#### Exercise brief
Whatever appears in the listing must be reproduced exactly.

#### Material for the task
PR #3455, opened 2024-10-09
Remove unexpected block unwrapping

StephenButtolph:
## Why this should be merged

Currently we actually pass `ApricotProposalBlock` and `ApricotStandardBlock`s into `state.AddStatelessBlock` upon accept. This ends up not being a bug because the `Banff.*Block`s serialized format is still returned from `.Bytes()` and the parsed version of the block is not cached.

However, this is a very weird flow that seems very close to causing a bug.

## How this works

Passes the wrapped block types into the helper functions.

## How this was tested

- [X] Added additional test coverage that fails against master.

### DIFF
--- a/vms/platformvm/block/executor/verifier_test.go
+++ b/vms/platformvm/block/executor/verifier_test.go
@@ -1184,8 +1184,9 @@ func TestBlockExecutionWithComplexity(t *testing.T) {
 			}
 
 			require.Contains(verifier.blkIDToState, blkID)
-			onAcceptState := verifier.blkIDToState[blkID].onAcceptState
-			require.Equal(test.expectedFeeState, onAcceptState.GetFeeState())
+			blockState := verifier.blkIDToState[blkID]
+			require.Equal(blk, blockState.statelessBlock)
+			require.Equal(test.expectedFeeState, blockState.onAcceptState.GetFeeState())
 		})
 	}
 }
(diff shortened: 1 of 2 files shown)


vms/platformvm/block/executor/verifier_test.go
```diff
@@ -1184,8 +1184,9 @@ func TestBlockExecutionWithComplexity(t *testing.T) {
 			}
 
 			require.Contains(verifier.blkIDToState, blkID)
-			onAcceptState := verifier.blkIDToState[blkID].onAcceptState
-			require.Equal(test.expectedFeeState, onAcceptState.GetFeeState())
+			blockState := verifier.blkIDToState[blkID]
+			require.Equal(blk, blockState.statelessBlock)
```
ARR4N, line 1188: I don't know enough about what's going on to give a thoughtful review of all this. Would this have otherwise failed?

I'm looking for something in the tests that indicates to someone knowledgable about this code that there's been a proper fix here.

StephenButtolph: > Would this have otherwise failed?

Yes.

`require.Equal(blk, blockState.statelessBlock)` fails on master and passes on this branch.

`require.Equal(&blk.ApricotStandardBlock, blockState.statelessBlock)` would have passed on master.

ARR4N (approved):

vms/platformvm/block/executor/verifier_test.go
ARR4N: In that case, LGTM

> [!CAUTION]
> Once you start using GitHub Markdown alerts, you can't stop.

#### Output
PR #3455, opened 2024-10-09
Remove unexpected block unwrapping

StephenButtolph:
## Why this should be merged

Currently we actually pass `ApricotProposalBlock` and `ApricotStandardBlock`s into `state.AddStatelessBlock` upon accept. This ends up not being a bug because the `Banff.*Block`s serialized format is still returned from `.Bytes()` and the parsed version of the block is not cached.

However, this is a very weird flow that seems very close to causing a bug.

## How this works

Passes the wrapped block types into the helper functions.

## How this was tested

- [X] Added additional test coverage that fails against master.

### DIFF
--- a/vms/platformvm/block/executor/verifier_test.go
+++ b/vms/platformvm/block/executor/verifier_test.go
@@ -1184,8 +1184,9 @@ func TestBlockExecutionWithComplexity(t *testing.T) {
 			}
 
 			require.Contains(verifier.blkIDToState, blkID)
-			onAcceptState := verifier.blkIDToState[blkID].onAcceptState
-			require.Equal(test.expectedFeeState, onAcceptState.GetFeeState())
+			blockState := verifier.blkIDToState[blkID]
+			require.Equal(blk, blockState.statelessBlock)
+			require.Equal(test.expectedFeeState, blockState.onAcceptState.GetFeeState())
 		})
 	}
 }
(diff shortened: 1 of 2 files shown)


vms/platformvm/block/executor/verifier_test.go
```diff
@@ -1184,8 +1184,9 @@ func TestBlockExecutionWithComplexity(t *testing.T) {
 			}
 
 			require.Contains(verifier.blkIDToState, blkID)
-			onAcceptState := verifier.blkIDToState[blkID].onAcceptState
-			require.Equal(test.expectedFeeState, onAcceptState.GetFeeState())
+			blockState := verifier.blkIDToState[blkID]
+			require.Equal(blk, blockState.statelessBlock)
```
ARR4N, line 1188: I don't know enough about what's going on to give a thoughtful review of all this. Would this have otherwise failed?

I'm looking for something in the tests that indicates to someone knowledgable about this code that there's been a proper fix here.

StephenButtolph: > Would this have otherwise failed?

Yes.

`require.Equal(blk, blockState.statelessBlock)` fails on master and passes on this branch.

`require.Equal(&blk.ApricotStandardBlock, blockState.statelessBlock)` would have passed on master.

ARR4N (approved):

vms/platformvm/block/executor/verifier_test.go
ARR4N: In that case, LGTM

> [!CAUTION]
> Once you start using GitHub Markdown alerts, you can't stop.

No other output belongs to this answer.